Our Report adds a modeling layer on top of the New York Times’ raw data. Their datasets track daily reports of the cumulative cases and fatalities in every county in the US. We used those totals to derive a model that includes:
- County-by-county daily new cases and daily new fatalities
- A 2 week moving average of daily new cases and daily fatalities
- The growth rate of new cases and fatalities in a 2 week period relative to the previous two weeks.
Video: Introducing the COVID-19 Data Analyzer
Glenn Burnside walks through this custom-made COVID-19 Data Analyzer, built using Power BI.
Growth rate analysis
We built this report to highlight what we believe are the two most important metrics to monitor for any given geography – the growth rate in cases, and the growth rate in fatalities. These primary drivers are informed by the federal government’s phased re-entry guidelines.
Those guidelines specifically call for a downward trajectory of cases in a 14-day window as the primary criteria for phased re-opening. But with so much variation in new cases and fatality counts from day-to-day, it can be challenging to understand what the “trajectory” is over a 2 week period.
Establishing the 2 week period growth rate is the best model we’ve seen for identifying if a particular geographic region, down to the county level, is achieving the federal guidelines for “Downward trajectory”. If the growth rate is negative, that means that in the most recent two week period, the average new cases or average fatalities were lower than in the previous two week.
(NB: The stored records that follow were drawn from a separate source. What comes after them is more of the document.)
PR #1234, opened 2026-09-06
feat(codex): send prompt_cache_key and report cached prompt tokens on both shapes

askalf:
## What

Every request to the ChatGPT Codex backend now carries a `prompt_cache_key`, and the cached-token counts the backend returns reach the client, analytics, the request log and the `-v` usage line on both wire shapes.

## Why

The backend caches prompt prefixes (1,024 tokens and up, about 30 minutes) on its own, but per OpenAI's prompt-caching guide the key is what "influences routing" so same-prefix requests land on the machine holding the cache. The Codex CLI sends one on every turn (`ResponsesApiRequest.prompt_cache_key`, its session id). dario sent none, and `toCodexSupportedBody` stripped any a client supplied, so a fleet reviewer re-sending the same 20KB system prompt every dispatch was routed blind.

Separately, `input_tokens_details.cached_tokens` was already in the `ResponsesUsage` type and then dropped by both translators. A Claude Code session on codex fallback saw zero `cache_read_input_tokens`; `/analytics` recorded `cacheReadTokens: 0` for every codex row; the GPT lane's hit rate was unobservable.

## How

**Key resolution** (`codexPromptCacheKey`, pure):
1. the chat body's own `prompt_cache_key` (the public chat/completions API takes it; Cursor-class harnesses key on their conversation id);
2. Anthropic shape: SHA-256 of `metadata.user_id`, which Claude Code stamps per session. Hashed because the value embeds the client's Anthropic account and session ids, and neither should reach a second vendor in the clear;
3. otherwise SHA-256 of model + instructions + tool names, so every caller with the same system prompt and tool set shares a key.

`prompt_cache_key` joins `CODEX_SUPPORTED_FIELDS` and the chat-field translation map (so `--verbose` stays quiet about it).

**Usage out.** OpenAI counts the cached prefix inside `input_tokens` and repeats it under details; Anthropic counts it beside. So:
- chat/completions: `prompt_tokens` stays gross, `prompt_tokens_details.cached_tokens` added (a rename, where SDKs and cost dashboards already look);
- `/v1/messages`: `cache_read_input_tokens` / `cache_creation_input_tokens` added and `input_tokens` netted to the remainder (`anthropicUsageFromResponses`, one function used by the non-streaming body, the streaming `message_delta`, and the analytics split, so they cannot disagree). Copying the gross total across would make Claude Code's context meter count the cached prefix twice.
- `CodexForwardOutcome` gains `cacheReadTokens` / `cacheCreateTokens`; proxy.ts writes them into the analytics row and the log line and prints the existing `formatUsageLogLine` for codex requests under `-v`.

Likewise, if the % growth is positive, that means the most recent two weeks demonstrated an upward trajectory of new cases or fatalities.
Being able to visualize how these two numbers are changing over time, as well as being able to identify which states and counties are or aren’t consistently trending down, has helped us to make more informed decisions about how and when to best re-open our physical offices.We’re also able to help our distributed team members around the country to understand what’s happening in their parts of the country, so they can make more informed decisions about their own health and well-being.
Turning data into action
While we aren’t advocating reopening, we want leaders to see the facts and have the tools to make decisions that are the best for their employees. Our top priority in making decisions is to limit the risk of exposure to COVID-19 for all our employees. Using the COVID-19 Data Analyzer, we put together a toolkit with gating criteria and a phased re-entry plan to guide our decision-making and communication to our team.
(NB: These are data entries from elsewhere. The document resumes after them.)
PR #1235, opened 2026-09-06
README: generated visuals, live drift dashboard, per-tool setup, link guard

askalf:
## What this is

The README, rebuilt around what a first-time visitor needs in the first ten seconds and what a returning one needs in the first minute. Same facts, same voice, same honesty sections; a different shape, and visuals that are generated from the product rather than drawn by hand.

**Rendered preview:** open this branch's README on GitHub; every image is a committed SVG under `.github/readme/`, so it renders on the PR branch as it will on master.

## What changed

**Structure.** The v6 release banner and the front-loaded prose are gone; the page now runs start → your tools → routing → two plans → pool → drift → guardrails → trust → risk → commands → FAQ. A quick-nav line under the badges, and `docs/returning.md` is linked for people coming back. Per-tool setup (Claude Code, Cursor incl. the tunnel caveat, Cline/Roo/Kilo, Aider, Continue, Zed, OpenHands, OpenClaw, Codex CLI / OpenAI SDK, Agent SDK, curl, Docker) is collapsed `<details>` with snippets copied from `docs/integrations/agent-compat.md` and `docs/usage.md`. Long tails (extra knobs, FAQ) are collapsed too.

**Visuals, all generated, all theme-aware via `<picture>`:**
- `hero-{dark,light}.svg` — the routing model with SMIL motion: requests flow tool → dario → plan, and once per loop a Claude-bound request meets a 429 and is re-served by the ChatGPT plan with `x-dario-pool-fallback` on the response. Nothing drawn that isn't shipped.
- `quickstart-{dark,light}.svg` — an animated terminal from `scripts/readme/quickstart.cast.json`. The banner lines are the ones `src/proxy.ts` prints; the login lines are `src/cli.ts`'s. The OAuth step can't be recorded without publishing a login, so it is scripted and the generator says so.
- `tui-analytics-*.svg`, `tui-accounts-*.svg` — **rendered from the real TUI**: `scripts/readme/tui.mjs` drives `startTuiApp()` through a fake TTY against a fixture proxy (the `tools/tui-audit` technique) and turns the ANSI frame into SVG with SGR colours kept and box/block glyphs drawn as vectors. A layout change in `src/tui/` changes the picture on the next `npm run readme:assets` instead of leaving a stale mock-up. The numbers are fixtures; the pixels are not. The old hand-drawn boxes showed things the TUI does not render (plan tiers, a `?` help key); those are gone.
- Two mermaid diagrams (routing flowchart, failover sequence) render natively on GitHub in both themes.

[...]

PR #1237, opened 2026-09-06
test: take proxy ports from the kernel instead of pinning ephemeral-range numbers

askalf:
## Why

`live-test` on the self-hosted runner failed twice today on #1235 (a docs-only PR) with:

```
not ok 107 - pool-exhaustion-midflight-429-wiring.mjs
[dario] Port 38838 is already in use by another process.
```

The test pins `PROXY_PORT = 38838`. Linux hands out ephemeral source ports from 32768–60999, and on the runner box that exact port was taken by a long-lived loopback connection that has nothing to do with dario:

```
ESTAB  127.0.0.1:38838  127.0.0.1:3005  users:(("cloudflared",pid=1202732,fd=8))
```

Until that connection recycles, every PR's required check fails the same way. The same test passes on GitHub-hosted runners and locally, so it read like a flake; it is a deterministic collision with whatever happens to hold the number on a busy host.

## What

Sixteen in-process proxy tests declared 31 fixed ports in that range (two files even shared 38801/38802). Each now takes its port from the kernel:

```js
import { freePort } from './helpers/free-port.mjs';
const PROXY_PORT = await freePort();
```

`test/helpers/free-port.mjs` listens on port 0, reads the assignment, closes, and returns it. The window between release and the proxy's own `listen` is the usual trade-off for a server that has to know its port before it starts; it is microseconds against a collision that lasts hours. It lives in a subdirectory so `all.test.mjs` (top-level `*.mjs` only) does not run it as a test. `openai-backend-passthrough.mjs` and `tui-proxy-client-health.mjs` already did this inline; nothing else changes.

No `src/` change, so no CHANGELOG entry (`check-changelog` diffs `src/`). Verified: every touched file passes on its own and the full `npm test` passes locally.

## Also seen on the runner, not touched here

`ps` on the box shows **170** orphaned `node dist/cli.js proxy --port=NNNNN --passthrough` processes, the oldest 193 hours old, cwd `/root/actions-runner/_work/dario/dario`. That is one leaked proxy per `compat-test-self-hosted` run. They are not what held 38838, but a cleanup step in that workflow (or a `pkill -f` scoped to the runner's workdir in a `post` step) is worth a separate PR; killing them on the box is an operator call.

### DIFF
--- a/test/auth-failover-403-proxy.mjs
+++ b/test/auth-failover-403-proxy.mjs
@@ -6,6 +6,7 @@
 import { mkdtemp, mkdir, writeFile } from 'node:fs/promises';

Our gating criteria for reentry plans
These are the gating criteria we’ve applied to our company’s strategy, and you may find them useful for your business too. These are the criteria that, to us, indicate a trend towards being able to open up for on-site operations.
Within the most recent 14 day period, these criteria should be met:
- New Daily Coronavirus cases are declining
- AND Positive Tests as a % of total tests
- AND Testing Volume is flat or increasing
- AND Flu-like illnesses reported is declining
- AND Covid-like symptomatic cases is declining
- AND Hospitals can treat all patients without crisis care
- AND At-risk Healthcare workers have robust testing in place
- AND We have reliable access to materials necessary for incremental disinfecting and cleaning workstations and points of transmission (e.g. – can we get hand sanitizer and disinfecting wipes in enough volume to support having people in the office)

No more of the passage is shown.